Narrow Escape from Polar Bears

Three Polish men have escaped what must be one of the most hair-raising situations imaginable – being stranded between glaciers on a remote Arctic island whilst being circled by hungry polar bears. It was a case of fate bearing down on the three shipwrecked Arctic researchers as they waited 15 hours for rescuers to arrive. A helicopter appeared as the bears came perilously close. The hairsbreadth escape took place on an island in Norway's Svalbard archipelago, about 1,000 kilometres from the North Pole. "It was the worst imaginable situation. They were cold and wet, had no equipment or weapons, and were surrounded by hungry polar bears," said Peter Braaten of the Svalbard governor's office. The three were aboard the Polish research ship Horyzont when they set out in a small inflatable boat to pick up equipment on one of the islands. "Their boat capsized, and they lost all their equipment and weapons," Mr Braaten said. He said they swam and clambered over chunks of floating ice to get to the island of Egdeoya.
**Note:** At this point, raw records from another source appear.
PR #1624, opened 2026-07-25
fix(tasks-for-obsidian): dedupe React in Metro bundle (iOS startup crash) (#1623)

shepherdjerred:
fix(tasks-for-obsidian): dedupe React in Metro bundle (iOS startup crash) (#1623)

TestFlight build #62 crashed at launch with 'Cannot read property
useEffect of null' — the classic duplicate-React signature. Under Bun's
hoisted linker (Release/Archive on Xcode Cloud) the monorepo root holds
react 19.2.7 (pulled by another workspace package) while React Native
0.85.3 requires react 19.2.3 (its bundled react-native-renderer is
19.2.3). Metro bundled both copies -> null hooks dispatcher. The dev
server resolves a single copy, so it only crashed in Release, and only
became visible once #62 finally reached a device (earlier builds were
blocked on Missing Compliance).

Force react (and subpaths) to resolve from this package's node_modules via
resolver.resolveRequest, so exactly one React (19.2.3) lands in the
bundle. Verified: Release simulator build boots and renders instead of
crashing.

Co-authored-by: CI Bot <ci@sjer.red>
Co-authored-by: Claude Opus 4.8 (1M context) <noreply@anthropic.com>

fix(homelab): allow privilege escalation on privileged buildkitd container

buildkitd sets privileged:true but never set allowPrivilegeEscalation, so
cdk8s-plus's secure default (false) applied — and the API server rejects a
container with privileged:true + allowPrivilegeEscalation:false. The
Deployment was therefore invalid and never created (PVC stuck Pending), the
buildkitd ArgoCD app stayed Progressing, and the apps app-of-apps never
reached Healthy, failing every argocd-sync CI step. Set it true (required for
a privileged container). Latent since #1610; surfaced once the Kueue freeze
lifted and builds reached argocd-sync.

### DIFF
--- a/packages/docs/logs/2026-07-24_buildkitd-privileged-securitycontext.md
+++ b/packages/docs/logs/2026-07-24_buildkitd-privileged-securitycontext.md
@@ -1,0 +1,65 @@
+---
+id: 2026-07-24-buildkitd-privileged-securitycontext
+type: log
+status: in-progress
+board: false
+---
+
+# buildkitd Deployment invalid — privileged + allowPrivilegeEscalation:false
+
+## Goal
+
+Get CI on `main` green. After the Kueue freeze (#1618) and cpu-canonical (#1620)
+fixes, main build #6063 still failed on `:argo: sync + wait`. The ClusterQueue
+diff was gone (cpu fix worked, app on rev 2.0.0-6063), so the blocker had moved.
+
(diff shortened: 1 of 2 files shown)


shepherdjerred:

- #1624 ◀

The research ship repeatedly tried to send in another small boat to pick them up, but conditions were too rough. The ship finally used a harpoon canon to fire a rope to land, so it could send the researchers food and water. Then it called for help. "They managed to start a fire, to keep warm and keep the polar bears away," Mr Braaten said, explaining that the men used the spark plugs from their capsized craft's outboard motor to get the fire going. The island has some dried grass and scrubby plants. He said at least three polar bears looking for a meal were within roughly 20 metres of the men when the helicopter picked them up. Polar bears have no natural enemies in their frozen domain and regard all other living things, including humans, as potential meals.